A recent study showed that the QoL of symptomatic patients with MM may be significantly affected by the side effects of analgesics, particularly by opioids.37 The good tolerability of tapentadol PR, probably related to its lower affinity for the MOR, would be clinically relevant in patients who have to be treated for lengthy periods.38 The low incidence of side effects, including in the first phase of treatment (during titration), is critical for improving patients’ adherence and acceptance of the proposed treatment. That tapentadol PR was well tolerated in our study is consistent with the results of other trials conducted in patients with neuropathic pain.12,34,35 Moreover, other studies suggest a better gastrointestinal tolerability, in terms of nausea and constipation, compared with the combination oxycodone/naloxone, which is specifically designed to limit opioid-induced constipation.3941

Finally, an important finding was that the QoL score was significantly improved after the initiation of tapentadol PR therapy, and the use of adjuvant drugs administered prior to entering the study was reduced during the study period, confirming the efficacy of tapentadol PR.
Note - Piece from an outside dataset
PR #1508, opened 2024-08-22
remove the URL from resource page

RabiaSajjad:


thriuin:
Pretty straightforward. Go for it!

To our knowledge, this study was the first to be performed in patients with MM. Therefore, although the relatively low number of patients participating in this study and the uncontrolled design do not allow definitive conclusions, and the findings require confirmation in controlled studies with a larger number of patients, our quest to identify subjects who could best benefit from tapentadol PR, nevertheless, demonstrated that tapentadol PR can provide effective and safe analgesia in patients with MBD suffering from moderate-to-severe chronic cancer pain.

Conclusion

Tapentadol PR started in doses of 100 mg/day was effective and well tolerated in opioid-naïve patients with MBD suffering from moderate-to-severe chronic cancer pain. Most patients were responsive at a mean stable dose of 200 mg/day, suggesting only a slow development of analgesic tolerance. Eight weeks after starting tapentadol PR, the neuropathic component of pain was eliminated in all the treated patients. QoL was significantly improved in both physical and mental status after 12 weeks of treatment.

Disclosure

FC, RBR, JP, and CM are speakers, consultants, and/or basic science investigators for several pharmaceutical companies involved in analgesic research, but they receive no royalty (cash or otherwise) from the sale of any product. FC serves as a speaker, consultant, and researcher for Grunenthal, Angelini, Mundipharma, and Prostrakan. RBR was previously employed by Johnson & Johnson, was on the scientific advisory board of Pain Therapeutics, and was a scientific consultant for Adolor, Alteon, Ampio, Asta Medica, Depomed, Discovery Research Consultants, Endo, Galleon, Grünenthal, Inspirion, Iroko, Johnson & Johnson, Kirax, LaboPharm, LAPID, Mallinckrodt/Covidien, Novartis, Onconova, Pfizer, Purdue Pharma, Trevena, and Vyrix. JP serves as a speaker, consultant, and researcher for Grunethal, Mundi Pharma, Purdue, Baxter, Depomed, Jansen, Inspirion, and Astra Zeneca. CM serves as a speaker, consultant, and researcher for Grunenthal, Angelini and Cephalon. AR, PL, NC, and GC disclose they have no financial relationships that could have influenced the manuscript. The authors report no other conflicts of interest in this work.